PR #925, opened 2024-01-23
lib/pam_pass_non_interactive.c: use strzero/free

ferivoz:
The combination of bzero and free could be optimized away.

### DIFF
--- a/lib/pam_pass_non_interactive.c
+++ b/lib/pam_pass_non_interactive.c
@@ -19,6 +19,7 @@
 
 #include "alloc.h"
 #include "attr.h"
+#include "memzero.h"
 #include "prototypes.h"
 #include "shadowlog.h"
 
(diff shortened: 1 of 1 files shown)


alejandro-colomar:
```
```

alejandro-colomar (approved):

lib/pam_pass_non_interactive.c
```diff
@@ -97,9 +98,8 @@ static int ni_conv (int num_msg,
 failed_conversation:
 	for (count=0; count < num_msg; count++) {
 		if (NULL != responses[count].resp) {
-			bzero(responses[count].resp,
-			      strlen(responses[count].resp));
-			free (responses[count].resp);
+			freezero(responses[count].resp,
+			         strlen(responses[count].resp));
```
alejandro-colomar, line 102: Alternatively, you may want to

```c
strzero(s);
free(s);
```

alejandro-colomar: I have my internal conflict, because it's simpler, but your approach is more portable.  I think simplicity tends to win, but it's your proposal, so whatever you prefer.  ;-)

ferivoz: The combination of strzero and free is more often available in shadow than freezero. And no other example of freezero with strlen.

Thank you for the suggestion. I have adjusted the PR accordingly.

alejandro-colomar: =)

hallyn (approved):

◆ ◆ ◆

• _Work to be completed_: So that nothing is lost, write out each record exactly as it appears above.

• _Response to this task_:
PR #925, opened 2024-01-23
lib/pam_pass_non_interactive.c: use strzero/free

ferivoz:
The combination of bzero and free could be optimized away.

### DIFF
--- a/lib/pam_pass_non_interactive.c
+++ b/lib/pam_pass_non_interactive.c
@@ -19,6 +19,7 @@
 
 #include "alloc.h"
 #include "attr.h"
+#include "memzero.h"
 #include "prototypes.h"
 #include "shadowlog.h"
 
(diff shortened: 1 of 1 files shown)


alejandro-colomar:
```
```

alejandro-colomar (approved):

lib/pam_pass_non_interactive.c
```diff
@@ -97,9 +98,8 @@ static int ni_conv (int num_msg,
 failed_conversation:
 	for (count=0; count < num_msg; count++) {
 		if (NULL != responses[count].resp) {
-			bzero(responses[count].resp,
-			      strlen(responses[count].resp));
-			free (responses[count].resp);
+			freezero(responses[count].resp,
+			         strlen(responses[count].resp));
```
alejandro-colomar, line 102: Alternatively, you may want to

```c
strzero(s);
free(s);
```

alejandro-colomar: I have my internal conflict, because it's simpler, but your approach is more portable.  I think simplicity tends to win, but it's your proposal, so whatever you prefer.  ;-)

ferivoz: The combination of strzero and free is more often available in shadow than freezero. And no other example of freezero with strlen.

Thank you for the suggestion. I have adjusted the PR accordingly.

alejandro-colomar: =)

hallyn (approved):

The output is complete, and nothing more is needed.